Norovirus was detected almost continuously throughout the study period, and centralized in the winter and spring for outbreaks. In this study, norovirus mixed with other enteric viruses, comprised of rotavirus A, astrovirus, and sapovirus, respectively, were acquired both in outbreaks and sporadic cases, indicating that co-infection occurred in adults regularly, but no more than three virus infections were detected simultaneously. Significant associations of co-infection between sporadic and outbreak cases were found, and no significant distribution of age and male gender was reported between solo norovirus infection and co-infection patients. To date, the real importance of the mixed infections was not well elucidated, but it had been demonstrated that no significant differences were found in the clinical symptoms of the patients with multiple viral infections.28,29
The results of molecular epidemiology disclosed that GII.4/2006b accounted for the majority of sporadic cases and outbreaks during the surveillance period, no significant difference in the proportion and genotypes was discovered between outbreaks and sporadic cases, the data of this study was inconsistent with the results derived from which GII.4 predominated in outbreaks and GII.3 in sporadic cases,30
the main reason for the disagreement results may be explained partly by the geographic and the temporal and seasonal variations, and probably by the emergence of the new circulating GII.4 variants. Previous studies showed that although multiple genotypes of norovirus were reported, a trail of distinct GII.4 variants were identified as the main agents involved in the global epidemics. After almost a 2 to 4 years interval, a new variant GII.4 emerged and displaced the previous one, denoting GII.4 norovirus evolution is epochal, with periods of stasis followed by the emergence of novel epidemic strains that involve in a linear manner over time.15
Variant GII.4/2006b was first obtained in Spain in December 2005 and became the overwhelming predominant one since then, it was first isolated in China in July 2006 and then prevailed circulating in China.23,31
To date, the reasons for the variants GII.4/2006 circulating globally are still not fully understood, but may involve herd immunity and the ability of the virus to evade immune surveillance, and other factors such as difference in stability, infectious dose, and/or host-related factors that may also play an important role.32,33
Limitations in the study should be considered. First, long-time surveillance on norovirus and other enteric viruses in adults need to continue for further elucidating the dynamic changes of norovirus and other enteric viruses, and the proportion and genotypes in the outbreaks and sporadic cases; second, recombination of norovirus between genogroups and genotypes occurred frequently as another important feature of the norovirus evolution,31,33
therefore, recombination of the pathogen of norovirus should be considered in the study; third, detection on bacterial gastroenteritis should be considered, because bacterial infection might be a possible cause of acute gastro enteritis in our subjects.

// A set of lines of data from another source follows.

PR #71766, opened 2023-01-06
Refactor getSiteFragment to add new exception for plan upsell path

### LINKED ISSUE #71669: Post purchase upsell: fix conversion tracking
The path prop on the `calypso_page_view` event is returning `checkout/thank-you/:site/pending/:order_id` for the upsell page, instead of `/checkout/:site/offer-plan-upgrade/business/:order_id`. We'll need to fix that or add another event to track upsell page impressions.

Acceptance criteria:
- [ ] We can track upsell page impressions.

DustyReagan:
Context: The `calypso_page_view event` Tracks event is not running on the Premium-Business upsell page. e.g. `/checkout/example.wordpress.com/offer-plan-upgrade/business-monthly/65846531` This is because `getSiteFragment` is returning `:order_id` instead of `:site` for the the upsell page.

Issue here: https://github.com/Automattic/wp-calypso/issues/71669

#### Proposed Changes

* By default `getSiteFragment` looks for site slug or site ID in the last 2 URL positions. However, there are exceptions to that generality.
* This PR refactors `getSiteFragment` so it can better wrangle those exceptions by reducing and discouraging code duplication.
* This PR adds a new exception for the Premium to Business upsell page path. e.g. `/checkout/example.wordpress.com/offer-plan-upgrade/business-monthly/65846531`
  * Before this PR `getSiteFragment` incorrectly returned 65846531 for this path. Now it correctly returns `example.wordpress.com`.
* This PR also adds a unit test for the above exception.

#### Testing Instructions

Code:
* Before this PR I added more unit tests to cover `getSiteFragment` here: https://github.com/Automattic/wp-calypso/pull/71736 These should continue to pass as well as the new unit test included in this PR.
* Review the PR diff to be double check nothing was missed in the refactor.

Functionality:
* Follow this guide so you can view Tracks events fire in real-time: PCYsg-cae-p2
* In production load this page http://wordpress.com/checkout/example.wordpress.com/offer-plan-upgrade/business-monthly/65846531 and notice that the `calypso_page_view` event is NOT called.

In conclusion, the results of the study show that, in comparison with other enteric viruses, norovirus played a major role in acute nonbacterial gastroenteritis; no significant genetic relatedness of the dominant strains was found between sporadic cases and outbreaks. GII.4/2006b was identified as the predominant strain spreading throughout the year and predominated in the winter for outbreaks. Significant associations of co-infection between sporadic and outbreak cases were found, however, no significant associations of age and male gender were found with co-infection.